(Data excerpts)
::::::::

PR #8342, opened 2016-09-10
[TIMOB-23891] iOS: Support iOS 10 Haptic Engine API on the iPhone 7

hansemannn:
**JIRA:** https://jira.appcelerator.org/browse/TIMOB-23891


cheekiatng:
CR AND FT PASSED. APPROVED!

PR #8346, opened 2016-09-11
[TIMOB-23890] iOS: Post notification in openURL-delegate, use newer delegate for iOS9+

hansemannn:
**JIRA:** https://jira.appcelerator.org/browse/TIMOB-23890

Required for https://github.com/appcelerator-modules/ti.facebook/pull/63

### DIFF
--- a/apidoc/Titanium/App/iOS/iOS.yml
+++ b/apidoc/Titanium/App/iOS/iOS.yml
@@ -1124,6 +1124,18 @@ events:
     osver: {ios: {min: "9.0"}}
     since: '5.1.0'
 
+  - name: handleurl
+    summary: Fired when a new URL is handled by the application.
+    description: |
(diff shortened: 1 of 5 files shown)


apidoc/Titanium/App/iOS/iOS.yml
```diff
@@ -1124,6 +1124,18 @@ events:
     osver: {ios: {min: "9.0"}}
     since: '5.1.0'
 
+  - name: handleurl
```
hansemannn: @cheekiatng In case you ask why we need this here: It is triggered by https://jira.appcelerator.org/browse/TIMOB-23884 that is caused by an open Apple issue. It is both workaround until Apple fixes it as well as the future-way to receive updates from URL's that get handled by the application.

cheekiatng:
CR AND FT PASSED. APPROVED!

PR #8371, opened 2016-09-13
[TIMOB-20506] iOS: Fix null-value in Ti.App.Properties.setList method

hansemannn:
**JIRA:** https://jira.appcelerator.org/browse/TIMOB-20506


sgtcoolguy:
It'd be good to have a unit test for this fix. Our current suite for Ti.App.Properties is here: https://github.com/appcelerator/titanium-mobile-mocha-suite/blob/master/Resources/ti.app.properties.test.js

Please clone/pull that repo locally, copy the file into titanium_mobile/tests/Resources/ti.app.properties.test.js and edit it to add a test (or tests) for this case. Then add it to your PR and the build can run and confirm the fix.

hansemannn:
Added a unit-test in https://github.com/appcelerator/titanium-mobile-mocha-suite/pull/4

cheekiatng:
CR and FT passed.

PR #8379, opened 2016-09-14
[TIMOB-14763] iOS: Fix titleid/messageid in Ti.UI.AlertDialog

hansemannn:
**JIRA:** https://jira.appcelerator.org/browse/TIMOB-14763


cheekiatng:
CR and FT Passed. APPROVED!

PR #9179, opened 2017-06-29
[TIMOB-24898] Allow background transparency when borderRadius is set

garymathews:
- Disable canvas hardware-acceleration when a view has a border and background transparency set

###### TEST CASE
- Label should be visible before and after clicking the view
```JS
var win = Ti.UI.createWindow({title: 'TIMOB-24898', backgroundColor: 'gray'}),
    view = Ti.UI.createView({
        width: 300, height: 300,
        backgroundColor: '#00202020',
        borderRadius: 6, borderWidth: 2,
        borderColor: 'red'
    }),
    lbl = Ti.UI.createLabel({text: 'VISIBLE', color: 'white'});

view.addEventListener('click', function() {
    if (view.backgroundColor.startsWith('#00')) {
        view.backgroundColor = '#AA202020';
    } else {
        view.backgroundColor = '#00202020';
    }
});

win.add(lbl);
win.add(view);
win.open();
```

[JIRA Ticket](https://jira.appcelerator.org/browse/TIMOB-24898)

PR #9214, opened 2017-07-11
[TIMOB-24898] Android: Guard against null backgroundColor

garymathews:
- Fix for https://github.com/appcelerator/titanium_mobile/pull/9179
- Guard against `backgroundColor: null/undefined`
- Jenkins tests should [not fail](https://jenkins.appcelerator.org/blue/organizations/jenkins/titanium-sdk%2Ftitanium_mobile/detail/PR-9207/2/pipeline/#step-121-log-301)

[JIRA Ticket](https://jira.appcelerator.org/browse/TIMOB-24898)

PR #9215, opened 2017-07-11
Fix crash from calling Integer.intValue() (implicitly) on a null Integer reference for bgColor by doing unguarded bit shift on the value

sgtcoolguy:
**Description:**
An attempt to fix our crashing Android unit tests currently breaking the build. We didn't guard for a null `bicolor` value before doing a bit shift operation on it.

Relates to #9179


sgtcoolguy:
Looks like @garymathews already saw and posted a PR: #9214

PR #9219, opened 2017-07-13
[TIMOB-24973] iOS: Fix background recording issues while UIBackgroundModes set to true

hellllll0world:
**JIRA**: https://jira.appcelerator.org/browse/TIMOB-24973

**Edit by Hans**: `no tests`, since it is only testable when the app is in background, which cannot be triggered via unit-tests.

## bug report
This bug is very easy to reproduce, just follow the step below:

1. Add below code into tiapp.xml
```
<key>UIBackgroundModes</key>
                <array>
                    <string>audio</string>
                </array>
```
2. Using the blow code to do the testing

```
    width: Ti.UI.FILL,
    height: Ti.UI.FILL,
    backgroundColor: '#fff'
})

var recorder = Ti.Media.createAudioRecorder({
    format: Titanium.Media.AUDIO_FILEFORMAT_WAVE,
    compression: Ti.Media.AUDIO_FORMAT_ULAW
})

var startBtn = Ti.UI.createButton({
    top: 50,
    title: 'start'
})

var playBtn = Ti.UI.createButton({
    top: 100,
    title: 'play'
})

var stopBtn = Ti.UI.createButton({
    top: 150,
    title: 'stop'
})

var file

startBtn.addEventListener('click', function() {
    Titanium.Media.audioSessionCategory = Ti.Media.AUDIO_SESSION_CATEGORY_PLAY_AND_RECORD
    recorder.start()
})
playBtn.addEventListener('click', function() {
    Titanium.Media.audioSessionCategory = Titanium.Media.AUDIO_SESSION_CATEGORY_PLAYBACK
    var sound = Ti.Media.createSound({
        url: file,
        allowBackground: true
    });
    sound.play()
})
stopBtn.addEventListener('click', function() {
    file = recorder.stop()
})

win.add(startBtn)
win.add(playBtn)
win.add(stopBtn)
win.open()

```

3. Press the start button and lock the screen by press the power button of iPhone, the screen will be locked. Let me tell you what will happen after this
- if you unlock the screen less than 10 seconds after you lock, everthing is fine
- try to waiting more than 10 seconds before you unlocking your device,  for example 30 seconds, you'll got a blank record, when you try to play this record it will never stop even thoung it's a blank file.

## root cause
Everytime we start a new recording, a temp file will be created, however, the "ProtectionKey" is not set properly, so after the screen being locked, we don't have correct rights to write into that file, so we just unprotect this temp file to fix this bug. uh..., how does the magic "10 seconds" comes up? As we are know, iOS will left about 10 seconds to every app runing on it to do the cleanup thing before the system pause it(e.g. home button pressed), so if we unlock our device again shortly after we lock it everthing will be fine cause our App is stilling running in "foreground" now.

Sorry for my broken English, hopes you guys understand it. If you have any question please let'me know, Thanks.


hansemannn:
Hey there! I've created the JIRA-ticket for you. One thing I was wondering though if we need that e xplicit flag or if we can use a less "open" one (see [here](https://stackoverflow.com/a/23208355/5537752)). Any thoughts on that? I didn't dive into the PR so far, so it would be good to clear that before. Thx!

onceyoung:
hey, hansemannn, I think there's no need for that explicit flag, in most cases,  only we want to play the audio will us touch the audio file. Protect a temporary audio file is not that much important  in this situation. 
What's more, I think supporting saving the audio into a specific file created by users could be a better way to solve this problem(users can then control the protection key by using the Ti.Filesystem APIs) and the default behavior of the recorder is creating a temporary and set  NSFileProtectionNone on this file(same as we did it here). I think the whole thing should be a "feature" and what I did here is a bug fix(a subset of this feature). So, in my opinion, no flag is needed for this bug fix.
I hope I make it clear to you, thanks for your time to review the PR and create the JIRA-ticket for me.

hansemannn:
@onceyoung Let's integrate this change! Can you please re-sign the CLA to get this ready? The CLA-server was migrated to the Axway one lately, so I hope this does not block us from getting your contribution in :-).

onceyoung:
@hansemannn hey there, I re-sign the CLA, FYI

PR #9229, opened 2017-07-19
[TIMOB-25004][6_1_X] - Update ioslib to 1.4.9

ewanharris:
https://jira.appcelerator.org/browse/TIMOB-25004
It looks like we went from ioslib@1.4.8-> ioslib@1.4.7 on 6_1_X, this PR corrects that and updates to iosli@1.4.9, it didn't appear to have any code changes so I deemed it safe to go to 1.4.9 over 1.4.8

I believe this is the cause of the 'Cannot find ioslib' failures we have been seeing on Jenkins as when running `npm prune --production` npm would remove ioslib as the package.json states `^1.4.8` but the installed package was 1.4.7 which is invalid for the stated range, if the downgrade of the package was intentional we need to edit the package.json to reflect this

**This PR does not need to be cherrypicked to any other branch**


ewanharris:
Replace by #9252

PR #9233, opened 2017-07-21
Fetch pre-packaged native modules from URLs

sgtcoolguy:
**Description:**
This moves us from checking in the pre-built modules we ship with the SDK to fetching the zips during our SDK build from URLs. Should slim down our working directory size and repo clone size (assuming you do a shallow clone post-merge).


ingo:
LGTM.

PR #9242, opened 2017-07-24
[TIMOB-25010] Fix ioslib dependency for Windows and Linux

garymathews:
- `ioslib` cannot compile under `Windows` and `Linux`
- Move `ioslib` to `optionalDependencies`

[JIRA Ticket](https://jira.appcelerator.org/browse/TIMOB-25010)

### DIFF
--- a/package.json
+++ b/package.json
@@ -35,7 +35,6 @@
     "fields": "0.1.24",
     "glob": "7.1.1",
     "humanize": "0.0.9",
-    "ioslib": "^1.4.9",
     "lodash.defaultsdeep": "4.6.0",
     "markdown": "0.5.0",
     "moment": "2.18.1",
@@ -50,6 +49,9 @@
     "wrench": "1.5.9",
     "xcode": "0.9.2",
     "xmldom": "0.1.22"
+  },
+  "optionalDependencies":{
+    "ioslib": "^1.4.9"
   },
   "devDependencies": {
     "commander": "*",


sgtcoolguy:
So the issue here is that on non-macOS machines when you build the SDK for iOS, it won't have the right npm dependencies with this fix.

It looks like we already wiped the os restriction on ioslib so that you can install it on Windows/Linux. I think the issue here is that ioslib should sniff the os in it's install script/hook and not try to build on Windows/Linux and instead download the pre-built binaries (as it falls back to anyways).

cc @cb1kenobi

cb1kenobi:
I don't recall there was ever an OS restriction on ioslib. The restriction is in node-ios-device: https://github.com/appcelerator/node-ios-device/blob/master/package.json#L57-L59.

One of the earlier versions of node-ios-device only defined the build target in the gyp file if the platform was darwin, but it was removed and now it relies on npm to enforce the OS.

So, I think we need to merge this, but then we also need to add the OS restriction to ioslib. If @sgtcoolguy is cool with that, then I'll get on it right away.

sgtcoolguy:
Talked about this in today's standup. Consensus seems to be:
- Modify node-ios-device to have no OS restriction, and to not attempt to build on non-darwin OSes. Ideally it'd grab the relevant node binary on Windows/Linux, but not really necessary.
- `scons build|package` already runs node-ios-device's download_all script to grab the pre-built binaries for various node versions.

That should be the easiest/best way to try and maintain our current state where you could build an iOS SDk from Linux (and maybe Windows too).

cb1kenobi:
This PR will be remedied by https://jira.appcelerator.org/browse/TIMOB-25016.

PR #9252, opened 2017-07-25
[TIMOB-25004] Updated ioslib to 1.4.9.

cb1kenobi:
**JIRA:** https://jira.appcelerator.org/browse/TIMOB-25004


ewanharris (approved):
CR/FR Pass!

Pruning the dependencies no longer removes ioslib from the checked in node_modules directory, built SDK works as expected,

Only nit is that I just noticed that node-titanium-sdk is not at a fixed version not sure whether that should be changed?

Other than that LGTM! Thanks for taking it over :)

(Holding off merge as not sure whether this needs to go into in-qe-testing)

cb1kenobi:
I wouldn't worry about node-titanium-sdk. I don't think we need to wait for QE testing since master has 1.4.9 and it's been working.

ewanharris:
Grand, I'll go ahead and merge then

PR #9260, opened 2017-07-26
[TIMOB-25028] Fix issue where node-ios-device is not hoisted

ewanharris:
**JIRA:** https://jira.appcelerator.org/browse/TIMOB-25028

node-ios-device can be in `node_modules` or `node_modules/ioslib/node_modules` we should consider that when executing the script.

Verification

1. Run node build/scon.js package ios
    - It should not error out
2. Let Jenkins run
     - It should be happy

### DIFF
--- a/build/packager.js
+++ b/build/packager.js
@@ -257,15 +257,31 @@ Packager.prototype.package = function (next) {
 		}.bind(this),
 		// Now include all the pre-built node-ios-device bindings/binaries
 		function (cb) {
-			if (this.targetOS == 'osx') {
-				exec('node bin/download-all.js', {cwd: path.join(this.zipSDKDir, 'node_modules', 'node-ios-device')}, function (err, stdout, stderr) {
-					if (err) {
-						console.log(stdout);
-						console.error(stderr);
-						return cb(err);
-					}
-					cb();
-				});
+			if (this.targetOS === 'osx') {
+				console.log(path.join(this.zipSDKDir, 'node_modules', 'node-ios-device'));
+				const hoistedPath = path.join(this.zipSDKDir, 'node_modules', 'node-ios-device');
+				const normalPath = path.join(this.zipSDKDir, 'node_modules', 'ioslib', 'node_modules', 'node-ios-device');
+				if (fs.existsSync(hoistedPath)) {
+					exec('node bin/download-all.js', {cwd: hoistedPath}, function (err, stdout, stderr) {
+						if (err) {
+							console.log(stdout);
+							console.error(stderr);
+							return cb(err);
+						}
+						cb();
+					});
+				} else if (fs.existsSync(normalPath)) {
+					exec('node bin/download-all.js', {cwd: normalPath}, function (err, stdout, stderr) {
+						if (err) {
+							console.log(stdout);
+							console.error(stderr);
+							return cb(err);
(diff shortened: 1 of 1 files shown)


build/packager.js
```diff
@@ -257,15 +257,31 @@ Packager.prototype.package = function (next) {
...
-				exec('node bin/download-all.js', {cwd: path.join(this.zipSDKDir, 'node_modules', 'node-ios-device')}, function (err, stdout, stderr) {
-					if (err) {
-						console.log(stdout);
-						console.error(stderr);
-						return cb(err);
-					}
-					cb();
-				});
+			if (this.targetOS === 'osx') {
+				console.log(path.join(this.zipSDKDir, 'node_modules', 'node-ios-device'));
```
cb1kenobi: Is the `console.log()` debug? It should probably be removed.

build/packager.js
```diff
@@ -257,15 +257,31 @@ Packager.prototype.package = function (next) {
...
+				if (fs.existsSync(hoistedPath)) {
+					exec('node bin/download-all.js', {cwd: hoistedPath}, function (err, stdout, stderr) {
+						if (err) {
+							console.log(stdout);
+							console.error(stderr);
+							return cb(err);
+						}
+						cb();
+					});
+				} else if (fs.existsSync(normalPath)) {
```
cb1kenobi: You have a lot of duplicate code. It can be simplified:

```js
let dir = path.join(this.zipSDKDir, 'node_modules', 'node-ios-device');

if (!fs.existsSync(dir)) {
    dir = path.join(this.zipSDKDir, 'node_modules', 'ioslib', 'node_modules', 'node-ios-device');
}

if (!fs.existsSync(dir)) {
    return cb(new Error('Unable to find node-ios-device module'));
}

exec('node bin/download-all.js', { cwd: dir, stdio: 'inherit' }, cb);
```

cb1kenobi (changes requested):

build/packager.js
ewanharris: Yeah my bad I was thinking that it could be better as I wrote it, updated.

build/packager.js
ewanharris: Removed

build/packager.js
```diff
@@ -257,15 +257,26 @@ Packager.prototype.package = function (next) {
...
+
+				if (!fs.existsSync(dir)) {
+				    dir = path.join(this.zipSDKDir, 'node_modules', 'ioslib', 'node_modules', 'node-ios-device');
+				}
+
+				if (!fs.existsSync(dir)) {
+				    return cb(new Error('Unable to find node-ios-device module'));
+				}
+
+				exec('node bin/download-all.js', {cwd: dir},  function (err, stdout, stderr) {
```
cb1kenobi: I would just inherit stdio, then you don't need to manually print the stdout/stderr. You can just pass in `cb` like this:

```js
exec('node bin/download-all.js', { cwd: dir, stdio: 'inherit' }, cb);
```

Also note that we put spaces inside braces/brackets around the props/elements.

cb1kenobi (approved):
Couldn't have written it better myself. **APPROVED**!

hansemannn (commented):
FT also works great!

PR #9263, opened 2017-07-27
[TIMOB-25030] Android: Include Windows gperf binary

garymathews:
- Include `gperf` binary for native Android module development on Windows

###### TEST CASE
```
appc new -p android -t timodule -n module --id com.module
cd module\android
appc run -p android --build-only
```
- Should compile without errors

[JIRA Ticket](https://jira.appcelerator.org/browse/TIMOB-25030)


ypbnv (approved):
CR: Pass

sgtcoolguy:
Doesn't this have a GPL license? Can we include this legally? Also, it looks like we're including not just the binary, but all the source too.

cb1kenobi:
@sgtcoolguy We can add it to the repo, but we cannot distribute it.

cb1kenobi:
So, question, does scons add it to the distribution zip file?

ypbnv:
Yes it does.

garymathews:
@sgtcoolguy GPLv2 license, requires source to be available.

cb1kenobi:
@garymathews I think that we have/had contracts with customers that forbid us from distributing GPL dependencies with Titanium. We have a ticket to remove gperf because of this.

garymathews:
It would be nice to remove it as a dependency. I found [TIMOB-10724](https://jira.appcelerator.org/browse/TIMOB-10724) but that's because the user couldn't build an Android module on Windows due to not having gperf, which this will fix.

cb1kenobi:
@ingo Is it OK to:

A) commit GPL software to the titanium_mobile repo

and

B) bundle GPL software with the Titanium SDK distribution zip file?

ingo:
I don't believe we can commit it. Can't we just remove the dependency? It seems like it could be replaced by a different piece of software.

garymathews:
Closing in favour of https://github.com/appcelerator/titanium_mobile/pull/9265

PR #9264, opened 2017-07-27
[TIMOB-23958] Removed deprecated Python and unused files

sgtcoolguy:
**JIRA:** https://jira.appcelerator.org/browse/TIMOB-23958

**Description:**
Update of old PR #8453

Removes a large chunk of the support directory

PR #9265, opened 2017-07-28
[TIMOB-10724] Android: Remove native module gperf dependency

garymathews:
- Remove `gperf` as a dependency when compiling native Android modules
- Replace bindings lookup with `std::unordered_map` hash table utilising the [FNV-1](https://tools.ietf.org/html/draft-eastlake-fnv-03) hashing algorithm

###### TEST CASE
- Build a native Android module
- Add it to a Titanium project
- Use native module APIs successfully

###### NOTE: we still use gperf when building the SDK

[JIRA Ticket](https://jira.appcelerator.org/browse/TIMOB-10724)


cb1kenobi:
Maybe I'm missing something, but if this change was so trivial, then why did it take almost 5 years? Are we sure the generated code is equivalent performance-wise? I have no idea how std::unordered_map stacks up against the "perfect" hash that gperf generated.

garymathews:
gperf is great and will be faster than this implementation (and most other hash lookup implementations). But we're talking milliseconds, on a result that will be cached after the initial lookup.

I'm not sure why it taken five years to get here; why fix what isn't broken?

sgtcoolguy:
So I think this sort-of relates to #9264 - as I see that `support/common/simplejson` is supposedly used by genbootstrap.py in the Android build. This PR seems to eliminate the need for gperf on module builds, but not SDK builds.

First, I'd go all the way and eliminate it on SDK builds too. Then we can remove gperf as a dependency for any type of builds altogether, and we can remove simplejson as well. This takes us one more step closer to removing python as well (looks like at that point we'll just have it left for js2c.py and bootstrap.py in the android SDK build. Though I'm not sure how we'll get rid of/convert js2c.py since that came from V8 itself. I suppose we can try and rewrite it to nodejs)

Secondly, it looks like they recommend using the FNV-1a hash function now in place of FNV-1, as it's a pretty minor change to the algorithm but results in much more random hashes and therefore even less chance of collision: http://www.isthe.com/chongo/tech/comp/fnv/#FNV-1a

garymathews:
I think I'll address the SDK gperf dependency in another PR, since this could potentially go into `6_2_X` and remove our users dependency on gperf for all platforms.

The reason I choose FNV-1 instead of FNV-1a is because it has less collision for text based keys. Here's a test of _216,553_ words from an English dictionary:

| HASH | LOWERCASE COLLISIONS | UPPERCASE COLLISIONS |
|:------:|:--------------------:|:--------------------:|
| FNV-1 | 1 (0.00046%) | 9 (0.00416%) |
| FNV-1a | 4 (0.00185%) | 11 (0.00508%) |

But our keys are going to be larger which might change this outcome in favour of FNV-1a?

sgtcoolguy (approved):
LGTM 👍

mukherjee2:
@garymathews is it possible to get the commit built so I can get the artifacts? I'm getting errors when I try to build locally on a Windows machine.

lokeshchdhry:
FR Passed.

1.Built a module (ti.paint) with an SDK with this fix.
2. Used the module in an app & built it for android device.
3. Worked fine.

SDK Ver:        7.0.0.v20171110161817
OS Ver:         10.12.3
Xcode Ver:      Xcode 8.3.3
Appc NPM:       4.2.10
Appc CLI:       6.3.0
Ti CLI Ver:     5.0.14
Alloy Ver:      1.10.7
Node Ver:       7.10.1
Java Ver:       1.8.0_101

PR #9273, opened 2017-08-03
[TIMOB-20404]: iOS ProgressBar gets clipped in parent with height Ti.UI.SIZE

vijaysingh-axway:
https://jira.appcelerator.org/browse/TIMOB-20404


iphone/Classes/TiUIProgressBar.m
```diff
@@ -67,7 +67,10 @@ -(CGFloat)contentHeightForWidth:(CGFloat)width
 {
 	CGSize fontSize = [self sizeForFont:width];
 	CGSize progressSize = [progress sizeThatFits:fontSize];
-	return fontSize.height + progressSize.height;
+    if (messageLabel == nil) {
+        return fontSize.height + progressSize.height;
+    }
+	return fontSize.height + progressSize.height + 5;
```
hansemannn: Indentation is incorrect. I also feel like this is not the proper way to fix it (by manually setting a constant value of 5 just to unclip it). I need to spend more time reviewing the progress-bar layout-code this week.

hansemannn (changes requested):

iphone/Classes/TiUIProgressBar.m
vijaysingh-axway: @hansemannn,  If you see function -(void)layoutSubviews in same file, there is code snippet -
	float fittingHeight = barSize.height + messageSize.height + 5;

which sets the gap of 5 pixel between message and progress bar. So while calculating height it should also give +5 pixel, if message is there.

hansemannn (approved):
LGTM! 🚀

PR #9277, opened 2017-08-04
[TIMOB-12145] kroll.writeSnapshot method for heap dump

drauggres:
**JIRA:** https://jira.appcelerator.org/browse/TIMOB-12145

```javascript
var path = Ti.Filesystem.tempDirectory.replace('file://', '') +
  '/' + Date.now() + '.heapsnapshot';
if (kroll.writeSnapshot(path)) {
  console.log('Heap snapshot successfully dumped to', path);
} else {
  console.error('Failed to dump heap snapshot to', path);
}
```

### DIFF
--- a/android/runtime/v8/src/native/JSException.h
+++ b/android/runtime/v8/src/native/JSException.h
@@ -12,7 +12,7 @@
 #include <v8.h>
 
 #define THROW(isolate, msg) \
-	isolate->ThrowException(v8::String::NewFromUtf8(isolate, msg))
+	isolate->ThrowException(v8::Exception::Error(v8::String::NewFromUtf8(isolate, msg)))
 
 namespace titanium {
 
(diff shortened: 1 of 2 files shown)


sgtcoolguy:
I assume this is sort of a port of this node native module? https://github.com/bnoordhuis/node-heapdump/blob/master/src/heapdump.cc

It looks like a nice low-level utility to inspecting state when imported into Chrome's dev tools...

Just thinking out loud here:
Are we sure we want this in the core of the SDK off the kroll object? Maybe it could be an android native module like the package above is a node module?

drauggres:
Obsolete.
Steps for taking js heapsnapshot in Ti SDK 7:

1. run `ti build `with `--debug-host localhost:8989`
2. open  `chrome-devtools://` link in chrome/chromium
3. in `Memory` tab click `Take snapshot`

I think thats enough for debugging purposes.

PR #9285, opened 2017-08-08
[TIMOB-23495] iOS: Add Ti.Filesystem.File "parent" property (parity)

hansemannn:
**JIRA:** https://jira.appcelerator.org/browse/TIMOB-23495


tests/Resources/ti.filesystem.file.test.js
```diff
@@ -0,0 +1,505 @@
...
+	it('symbolicLink', function () {
+		var file = Ti.Filesystem.getFile('app.js');
+		should(file).have.a.readOnlyProperty('symbolicLink').which.is.a.Boolean;
+	});
+
+	it('parent', function () {
+		var file = Ti.Filesystem.getFile('app.js');
+		// parent may be null if at root?
+		//should(file.parent).be.ok; // not null or undefined. should(file).not.be.null causes a stack overflow somehow.
+		should(file).have.a.readOnlyProperty('parent');
```
sgtcoolguy: I'd assume we'd also want to verify the value is another Ti.Filesystem.File. Also that at some level you can't get a parent object and get null back if you try to go up a level above the app root or whatever the directory tree sandbox happens to be.

apidoc/Titanium/Filesystem/File.yml
```diff
@@ -176,19 +176,6 @@ methods:
         if this object doesn't identify a directory.
     returns: 
         type: Array<String>
-  - name: getParent
```
sgtcoolguy: I assume we actually need to deprecate this and not just remove it? Can we have a parent property that holds a Ti.Filesystem.File return value, but *also* have a getParent() method that returns the path of the parent as a String?

This is a breaking change, so we need to deprecate for one major version first... I assume there are apps out there relying on this getter existing and returning a string.

iphone/Classes/TiFilesystemFileProxy.m
```diff
@@ -29,45 +29,44 @@ -(id)initWithFile:(NSString*)path_
 	return self;
 }
 
--(void)dealloc
+- (void)dealloc
 {
 	RELEASE_TO_NIL(fm);
     RELEASE_TO_NIL(path);
```
vijaysingh-axway: @hansemannn  Can you Fix Indentation. I think you need to lint the file.

apidoc/Titanium/Filesystem/File.yml
hansemannn: I only removed it because the getter is generated automatically by using `- (NSString *)parent`. But I assume we could match Android's behavior here whereby `getParent` returns a file and `parent` a string. @infosia how does Windows behave here? Although I don't like that the getter of a property returns something different (oddly, I'd rather match the most-useful behavior). Maybe deprecate the difference on Android?

iphone/Classes/TiFilesystemFileProxy.m
```diff
@@ -406,11 +406,17 @@ - (id)extension:(id)args
...
-- (id)getParent:(id)args
+- (NSString *)getParent:(id)args
 {
+  DEPRECATED_REPLACED(@"Filesystem.File.getParent()", @"7.0.0", @"Filesystem.File.parent");
   return [path stringByDeletingLastPathComponent];
 }
 
+- (TiFilesystemFileProxy *)parent
+{
+  return [[[TiFilesystemFileProxy alloc] initWithFile:[path stringByDeletingLastPathComponent]] autorelease];
```
hansemannn: @sgtcoolguy Sorry to bug you on this, but to confirm:

1. Deprecate `getParent()` for parity with other platforms
2. Introduce `parent` property that works the same across all platforms
3. In 8.0.0+, remove the manual `getParent` accessor, so `getParent()` will use the computed getter that matches all platforms without a deprecation.

tests/Resources/ti.filesystem.file.test.js
```diff
@@ -0,0 +1,555 @@
...
+	});
+
+	// Check if parent exists and returns File
+	it('parent', function () {
+		var file = Ti.Filesystem.getFile('app.js');
+
+		should(file).have.a.readOnlyProperty('parent');
+		should(file.parent).not.be.undefined;
+		should(file.getParent).not.be.undefined;
+		should(file.getParent.be.a.Function;
```
vijaysingh-axway: @hansemannn  ')' is missing here. Please update.

hansemannn:
@vijaysingh-axway Updated

vijaysingh-axway (approved):
Cr and FT passed.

::::::::

▸ Exercise:
Look through the records for the string "successfully". Copy every line that has it.

▸ Solution to the exercise:
- Use native module APIs successfully
  console.log('Heap snapshot successfully dumped to', path);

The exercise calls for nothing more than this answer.